A bubble sort repeatedly walks through the list comparing each pair of neighbours and swapping them if they are in the wrong order. After one full pass, the largest value has "bubbled" to the end. You repeat the passes, each one placing the next-largest value, until no swaps are needed.

A selection sort works differently. On each pass it scans the unsorted part of the list to find the largest remaining value, then moves that value to its final position. It does fewer swaps than bubble sort, but it still has to scan the unsorted part every pass, so its time complexity is the same.

What is recursion? (HL)

Recursion (HL only) is when a function solves a problem by calling itself on a smaller version of the same problem. It keeps doing this until it hits a base case, a version simple enough to answer directly without recursing further. Then the partial answers unwind back up to give the final result.

Every recursive function needs two things. The base case stops the recursion, and the recursive case moves towards that base case by calling itself with a smaller input. Miss the base case, or fail to shrink the input, and the function calls itself forever, which causes an infinite recursion and eventually a stack overflow.

A worked example: binary search by hand

Let's trace a binary search for the value 7 in this sorted list, with indices shown:

Set low = 0 and high = 5. The middle index is (0 + 5) / 2 = 2 (rounded down), so we look at value 4. Our target 7 is bigger than 4, so it must be in the right half. We move low = 3.

Now low = 3, high = 5, so the middle is (3 + 5) / 2 = 4, which holds value 7. That is our target, found in just two comparisons. A linear search would have taken five. Trace it slowly and you can see why halving beats checking one by one: each step throws away half of what is left.

Common exam mistakes

A common slip is using binary search on unsorted data. Binary search only works if the list is sorted first; on unsorted data it gives wrong answers. If the data is not sorted, you either sort it first or use a linear search.

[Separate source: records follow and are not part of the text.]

PR #1500, opened 2022-07-29
Update `OrnamentsManager` to dynamically respect language direction.

ZiZasaurus:
- Changed `leftAnchor` and `rightAnchor` to `leadingAnchor` and `trailingAnchor` so they would not be ignored by RTL configuration. 
- Updated `constraints(with: positions: margins:)` method to take device language direction into account when placing `scaleBar`, `logoView`, `attributionButton` and `compassView` ornaments. 

- Will need to add tests. 

| Before | After |
| --- | --- |
|Simulator Screen Shot - iPhone 12 - 2022-07-29 at 23 18 22| Simulator Screen Shot - iPhone 12 - 2022-08-01 at 12 45 02|

## Pull request checklist:

### DIFF
--- a/Sources/MapboxMaps/Ornaments/OrnamentsManager.swift
+++ b/Sources/MapboxMaps/Ornaments/OrnamentsManager.swift
@@ -186,7 +186,6 @@ public class OrnamentsManager: NSObject {
     }
 
     private func constraints(with view: UIView, position: OrnamentPosition, margins: CGPoint) -> [NSLayoutConstraint] {
-        
         let layoutGuide = view.superview!.safeAreaLayoutGuide
         switch position {
         case .topLeft:
--- a/Sources/MapboxMaps/Ornaments/OrnamentsManager.swift
+++ b/Sources/MapboxMaps/Ornaments/OrnamentsManager.swift
@@ -2,10 +2,19 @@ import UIKit
 
 public enum OrnamentPosition: String, Equatable {
     // Clockwise from top left
+    @available(*, deprecated, renamed: "topLeading")
     case topLeft
+    @available(*, deprecated, renamed: "topTrailing")
     case topRight
+    @available(*, deprecated, renamed: "bottomLeading")
     case bottomRight
+    @available(*, deprecated, renamed: "bottomTrailing")
     case bottomLeft
+
+    case topLeading
+    case topTrailing
+    case bottomLeading
+    case bottomTrailing
 }
 
 public enum OrnamentVisibility: String, Equatable {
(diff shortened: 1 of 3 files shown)


Sources/MapboxMaps/Ornaments/OrnamentsManager.swift
```diff
@@ -177,23 +177,33 @@ public class OrnamentsManager: NSObject {
...
+        // handle AutoLayout changes when device character direction changes
+        let currentDeviceLanguage: String! = Locale.current.languageCode
+        let rightToLeft = Locale.LanguageDirection.rightToLeft
+
+        if Locale.characterDirection(forLanguage: currentDeviceLanguage) == rightToLeft {
+            UIView.appearance().semanticContentAttribute = .forceRightToLeft
+            //0 is on the left side
+            _scaleBarView.semanticContentAttribute = .spatial
+        }
+
```
evil159, line 189: I think this can be skipped if `MapboxScaleBarOrnamentView` would use directional anchors(`leading`, `trailing`) and `UITraitCollection.layoutDirection` for checking the direction of layout.
E.g.:
```swift
    private func usesRightToLeftLayout() -> Bool {
        return traitCollection.layoutDirection == .rightToLeft
    }
```

evil159 (changes requested):

Sources/MapboxMaps/Ornaments/OrnamentsManager.swift
```diff
@@ -177,23 +177,33 @@ public class OrnamentsManager: NSObject {
     }
 
     private func constraints(with view: UIView, position: OrnamentPosition, margins: CGPoint) -> [NSLayoutConstraint] {
+        // handle AutoLayout changes when device character direction changes
+        let currentDeviceLanguage: String! = Locale.current.languageCode
+        let rightToLeft = Locale.LanguageDirection.rightToLeft
+
+        if Locale.characterDirection(forLanguage: currentDeviceLanguage) == rightToLeft {
+            UIView.appearance().semanticContentAttribute = .forceRightToLeft
```
maios, line 185: I don't think we should force `semanticContentAttribute` to appearance proxy as it affects other views too
```suggestion
            view.superview?.semanticContentAttribute = .forceRightToLeft
```

maios (changes requested):

Sources/MapboxMaps/Ornaments/OrnamentsManager.swift
```diff
@@ -177,23 +177,33 @@ public class OrnamentsManager: NSObject {
...
+            //0 is on the left side
+            _scaleBarView.semanticContentAttribute = .spatial
```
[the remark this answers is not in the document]
ZiZasaurus: I think that's what it would have had to be but i worked with @evil159 to change it so we don't even need to rely on this characterDirection check.

Sources/MapboxMaps/Ornaments/ScaleBar/MapboxScaleBarOrnamentView.swift
```diff
@@ -346,7 +346,7 @@ internal class MapboxScaleBarOrnamentView: UIView {
     // MARK: - Convenience Methods
 
     private func usesRightToLeftLayout() -> Bool {
-        return UIView.userInterfaceLayoutDirection(for: semanticContentAttribute) == .rightToLeft
```
maios, line 349: why did we change this? imo the former is better since we are exposing scale bar view under `OrnamentsManager`, so the client code can always enforce `semanticContentAttributed` on this view.
```
mapView.ornaments.scaleBarView.semanticContentAttribute = .forceLeftToRight
```
when this happens, the former will return false, but the new one will return true when the trait environment is in RTL locale. WDYT?

evil159: It was my suggestion, using `traitCollection` will allow the scale bar to respect trait collection being overridden upstream. After looking more closely, I found out that neither of two is the recommended way to check layout direction.
`UIView.effectiveUserInterfaceLayoutDirection` is. Probably should switch to using this instead.

evil159 (approved):

maios (approved):
🎉

Sources/MapboxMaps/Ornaments/OrnamentsManager.swift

Students also quote Big O loosely. Bubble sort and selection sort are O(n²), linear search is O(n), and binary search is O(log n). Learn these pairings, because questions often ask you to state and justify the complexity.

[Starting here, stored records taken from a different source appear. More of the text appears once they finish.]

PR #1501, opened 2022-07-30
Animated wind custom layer on globe/terrain - custom layer draping demo

astojilj:
The Demo uses extended CustomLayerHost interface, the API that is planned to be released (so the API presented below is work in progress) with Mapbox Mobile SDK 10.8, both on iOS and Android. It is based on PoC https://github.com/mapbox/mapbox-gl-js/pull/11996.

Demo on iPad 11 Pro (2018):

https://user-images.githubusercontent.com/549216/181916446-8fddf871-20d1-4181-a6cc-9f3bb0e602e4.mov

Every 100ms (10 FPS video playback can be changed, it is a solution for the demo) a frame from video is uploaded to texture and rendered to tiles (draped)  of globe (works for terrain too).

TODO:
- [ ] timer to issue map re-render  since currently it is re-rendered on user interaction.

There is no API break nor change in behavior of existing custom layer APIs.

Draping = rendering to tile textures following style order of layer. Mapbox engine renders line, fill, background, raster, hillshade, some symbol layers, circle in future).

```
NS_SWIFT_NAME(CustomLayerHost)
@protocol MBMCustomLayerHost <NSObject>

/**
 * This method is called once per frame, before any other layer is rendered. It is to be used to
 * allow a layer to prepare resources or render into a texture and for layer to report back to
 * engine if draping (orthographic mode rendering to tile textures for globe and terrain) is supported.
 * The implementation should not make
 * any assumptions about the GL state (other than that the correct context is active). It may
 * make changes to the state, and is not required to reset values such as the depth mask, stencil
 * mask, and corresponding test flags to their original values.
 *
 * @param parameters The `custom layer render parameters`.
 *
 * @return CustomLayerRenderConfiguration that defines if e.g. the layer renders to tiles textures for globe or terrain.
 *
 */
- (nonnull MBMCustomLayerRenderConfiguration *)prerender:(nonnull MBMCustomLayerRenderParameters *)parameters
mtlCommandBuffer:(nonnull id<MTLCommandBuffer>)mtlCommandBuffer;

/**
 * Orthographic mode render of the the layer to the tile. This method is called once per tile
 * if globe or terrain are enabled and if there's need to re-render the tile texture. Tile textures
 * are cached and the need to re-render is evaluated based on data or styled properties change.
 * This method is called only if client code returns CustomLayerRenderParameters's isRenderToTileSupported
 * from prerender() method.
 * Implementation must not call endEncoding to provided mtlRenderCommandEncoder.
 * If there's a need for e.g. rendering to texture, implementation should use prerender() method.
 *
 * @param tileId Tile ID of terrain/globe tile that we are rendering to.
 *
 */
- (void)renderToTile:(nonnull MBMCanonicalTileID *)tileID
mtlRenderCommandEncoder:(nonnull id<MTLRenderCommandEncoder>)mtlRenderCommandEncoder;
```

Prerender method exists in gl-js and it is an important one for performance - gl-native clients are, for e.g. uploading and  rendering to texture, forced to switch from main render pass, bind other tergets or upload, and then switch back to main render pass. This introduces the same method and adds return struct so that implementatio can declare what's it doing.

Swift version (implemented in GlobeCustomLayerHost demo here:

func prerender(_ parameters: CustomLayerRenderParameters, mtlCommandBuffer: MTLCommandBuffer) -> CustomLayerRenderConfiguration
func render(toTile tileID: CanonicalTileID, mtlRenderCommandEncoder: MTLRenderCommandEncoder)

```
/**
 * CustomLayerHost declares, by returning this from CustomLayerHost's prerender, what kind of rendering it intends to do in the very next frame.
 * If there is need for rendering to tile textures, declare if all tiles need to be re-rendered because e.g. underlying data changed.
 */
NS_SWIFT_NAME(CustomLayerRenderConfiguration)
__attribute__((visibility ("default")))
@interface MBMCustomLayerRenderConfiguration : NSObject

- (nonnull instancetype)init;

- (nonnull instancetype)initWithIsRenderToTileSupported:(BOOL)isRenderToTileSupported
                                    shouldRerenderTiles:(BOOL)shouldRerenderTiles;

/**
 * If this value is true and there's need for draping (globe or terrain are enabled), then renderToTile will be called to enable
 * the rendering of the custom layer into the texture of a tile.
 * If this value is set, and terrain or globe are active, only render to tile render call for this layer is called,
 * and "immediate mode" render is not called. A custom layer is, at one frame, either rendered to tile or rendered
 * directly.
 */
@property (nonatomic, readonly, getter=isIsRenderToTileSupported) BOOL isRenderToTileSupported;

/**
 * Set to true only for frame when content has changed - when set to true,
 * all the terrain render cache would get invalidated and redrawn, causing a drop in performance if invoked on every frame.
 */
@property (nonatomic, readonly, getter=isShouldRerenderTiles) BOOL shouldRerenderTiles;
```

If this is not empty in prerender(), implementation is informed that there is need to render to tiles, either because globe or terrain (or both like in demo) are enabled. in such case, implementation decides to continue render in immediate mode (return false for isRenderToTileSupported::isRenderToTileSupported) and in this case renderToTile methods are not invoked by engine, or to render to tiles, by returning true for isRenderToTileSupported::isRenderToTileSupported.

If application needs to render both draped and immediate mode in the same time, two layers need to be added and one of the layers would skip rendering based on presence of CustomLayerRenderParameters::renderToTilesIDs (optional, supplied on terrain or globe both to prerender() and render() calls). If application needs to know if draping happens on globe or terrain, application would for now need to deduct it based on zoom level (globe -> mercator transition happens in zoom range [5..6] although it is expected to change soon, or get current projection value from Style) and if globe is enabled by application. Immediate mode custom layer API is under work and will further clarify this.

noaa-gmgsi-2k.mp4 globe wind video used in the demo is done by @rreusser from: https://registry.opendata.aws/noaa-gmgsi/

> License
Open Data. There are no restrictions on the use of this data.

## Pull request checklist:

### DIFF
--- a/Apps/DebugApp/DebugApp.xcodeproj/project.pbxproj
+++ b/Apps/DebugApp/DebugApp.xcodeproj/project.pbxproj
@@ -11,6 +11,7 @@
 		35F08DE02347987700768B9F /* DebugViewController.swift in Sources */ = {isa = PBXBuildFile; fileRef = 35F08DDF2347987700768B9F /* DebugViewController.swift */; };
 		35F08DE52347987900768B9F /* Assets.xcassets in Resources */ = {isa = PBXBuildFile; fileRef = 35F08DE42347987900768B9F /* Assets.xcassets */; };
 		35F08DE82347987900768B9F /* LaunchScreen.storyboard in Resources */ = {isa = PBXBuildFile; fileRef = 35F08DE62347987900768B9F /* LaunchScreen.storyboard */; };
+		7473C3BA288995B40022279E /* DebugViewController.xib in Resources */ = {isa = PBXBuildFile; fileRef = 7473C3B9288995B40022279E /* DebugViewController.xib */; };
 		B569C20125FEBC2E008B0D92 /* MapboxMaps in Frameworks */ = {isa = PBXBuildFile; productRef = B569C20025FEBC2E008B0D92 /* MapboxMaps */; };
 /* End PBXBuildFile section */
 
@@ -34,6 +35,7 @@
 		35F08DE42347987900768B9F /* Assets.xcassets */ = {isa = PBXFileReference; lastKnownFileType = folder.assetcatalog; path = Assets.xcassets; sourceTree = "<group>"; };
 		35F08DE72347987900768B9F /* Base */ = {isa = PBXFileReference; lastKnownFileType = file.storyboard; name = Base; path = Base.lproj/LaunchScreen.storyboard; sourceTree = "<group>"; };
 		35F08DE92347987900768B9F /* Info.plist */ = {isa = PBXFileReference; lastKnownFileType = text.plist.xml; path = Info.plist; sourceTree = "<group>"; };
+		7473C3B9288995B40022279E /* DebugViewController.xib */ = {isa = PBXFileReference; lastKnownFileType = file.xib; path = DebugViewController.xib; sourceTree = "<group>"; };
 		CA56651F24479764006F392C /* base.xcconfig */ = {isa = PBXFileReference; lastKnownFileType = text.xcconfig; path = base.xcconfig; sourceTree = "<group>"; };
 /* End PBXFileReference section */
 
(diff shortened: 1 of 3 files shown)


astojilj:
@evil159, I've copied the gl-native Objective C demo here and quickly ported it to Swift. Thanks for support so far and on help in improving the swift code further.

evil159 (commented):
Thanks for adding a very nice example!

I wonder if `CADisplayLink` can be used to drive rendering of the layer continuously 🤔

At HL, the biggest recursion error is forgetting the base case, or writing one the function never reaches. Always check that every recursive call moves closer to the base case, and that the base case actually stops the chain.

Finally, when tracing, watch your off-by-one and your rounding. Getting the middle index wrong, or losing track of low and high, is the easiest way to drop marks on an otherwise correct trace.

Quick recap

Big O describes how an algorithm's work grows with input size; flatter growth is better. Linear search checks each item in turn, O(n); binary search halves a sorted list each step, O(log n). Bubble sort swaps adjacent pairs; selection sort places the largest each pass; both are O(n²). Recursion (HL) solves a problem by calling itself on a smaller input until it reaches a base case. Every recursion needs a base case and a step that shrinks the input, or it never stops.

Frequently asked questions

What is Big O notation used for? Big O notation describes how the number of operations an algorithm performs grows as the input size grows. It lets you compare algorithms by their scalability, independent of the specific computer, so you can choose the most efficient approach for large data.

What is the difference between linear search and binary search? A linear search checks each item in turn and works on data in any order, with time complexity O(n). A binary search repeatedly halves a sorted list, with time complexity O(log n), so it is much faster, but it only works if the data is already sorted.

Why must data be sorted for a binary search? Binary search assumes that if the middle value is smaller than the target, the target must be to the right, and vice versa. This is only true when the data is in order. On unsorted data that assumption breaks, so the search can discard the wrong half and miss the target.

What is the time complexity of bubble sort and selection sort? Both bubble sort and selection sort have a time complexity of O(n²), because each repeatedly works through the list a number of times proportional to its length. They are simple to understand but inefficient for large data sets compared with sorts like merge sort or quicksort.

What is recursion in programming? Recursion is when a function calls itself on a smaller version of a problem until it reaches a base case it can answer directly. The results then unwind back up to produce the final answer. The factorial and Fibonacci calculations are classic recursive examples. This is HL content.

What is a base case in recursion? A base case is the condition under which a recursive function stops calling itself and returns a value directly. Without a reachable base case, the function would call itself forever, causing an infinite recursion and eventually a stack overflow. This is HL content.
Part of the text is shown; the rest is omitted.